Les combats à Bule, d’une violence extrême, ont déjà causé des pertes civiles. Les affrontements de la semaine dernière entre les FARDC et la CRP ont été particulièrement meurtriers. Des tirs nourris et des échanges d’artillerie ont fait au moins deux morts, dont un enfant innocent, et quatre blessés par balles perdues. Ces victimes ne sont que la partie émergée de l’iceberg d’une souffrance bien plus large. Chaque heure qui passe sans accès à l’aide aggrave le bilan.
La situation crée un paradoxe tragique. Les civils sont bloqués entre deux feux : la menace directe des combats et l’asphyxie lente due au manque de tout. Les humanitaires, de leur côté, sont dans l’incapacité physique d’accéder à la zone, les routes étant soit contrôlées par des groupes armés, soit le théâtre d’accrochages imprévisibles. Ce blocus de fait condamne une population entière. L’établissement d’un couloir humanitaire en RDC pour desservir Bule et ses environs devient la priorité absolue pour briser cet isolement mortifère.
Que faire face à une telle inertie ? La société civile de Bule ne baisse pas les bras. Elle multiplie les plaidoyers, pressant les autorités provinciales et nationales, ainsi que la MONUSCO, d’intervenir pour sécuriser un accès. Elle appelle à une trêve humanitaire immédiate, ne serait-ce que de quelques heures, pour permettre l’évacuation des blessés et la distribution des premiers secours. Le temps est compté. La résilience des populations, déjà mise à rude épreuve par des années de conflits en Ituri, atteint ses limites.

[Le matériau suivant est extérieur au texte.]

PR #1113, opened 2026-05-18
qhc-1387-bug-set-offset-negative-move-register

flavie-lebars:
Fixed a bug in `set_offset` where using a `Variable` on one path and a negative static value on the other would generate a `move` instruction with a negative immediate, which is invalid Q1ASM.

### DIFF
--- a/src/qililab/qprogram/qblox_compiler.py
+++ b/src/qililab/qprogram/qblox_compiler.py
@@ -832,7 +832,7 @@ class QbloxCompiler:
                     component=QPyInstructions.Move(var=abs(value), register=register), bot_position=insert_position
                 )
 
-                if value < 0:
+                if value < 0: # take the two's complement
                     self._buses[element.bus].qpy_block_stack[block_index_for_move_instruction].append_component(
                         component=QPyInstructions.Nop(), bot_position=insert_position
                     )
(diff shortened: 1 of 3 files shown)


src/qililab/qprogram/qblox_compiler.py
```diff
@@ -824,12 +824,27 @@ def _handle_set_offset(self, element: SetOffset):
...
+                        component=QPyInstructions.Nop(), bot_position=insert_position
+                    )
+                    self._buses[element.bus].qpy_block_stack[block_index_for_move_instruction].append_component(
+                        component=QPyInstructions.Not(register, register), bot_position=insert_position
+                    )
+                    self._buses[element.bus].qpy_block_stack[block_index_for_move_instruction].append_component(
+                        component=QPyInstructions.Nop(), bot_position=insert_position
+                    )
+                    self._buses[element.bus].qpy_block_stack[block_index_for_move_instruction].append_component(
+                        component=QPyInstructions.Add(register, 1, register), bot_position=insert_position
```
DZPM, line 846: Why this hardcoded `1`? Should have a comment explaining it

DZPM (approved):

src/qililab/qprogram/qblox_compiler.py
flavie-lebars: It is to take the two's complement, I have added a comment.

fedonman (approved):
LGTM 💯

Alors que les regards sont souvent tournés vers d’autres foyers de tension dans l’Est du Congo, le drame qui se joue à Bule rappelle une réalité crue : les conflits armés ont toujours un visage humain. Derrière les termes « affrontements FARDC-CRP » ou « accrochages », se cachent des familles qui fuient, des enfants qui pleurent de faim, des vieillards qui se meurent en silence. L’appel lancé depuis Bule est plus qu’une demande d’aide ; c’est un test pour la conscience collective. La réponse, ou son absence, dira beaucoup de notre capacité à protéger les plus vulnérables au cœur de la tourmente.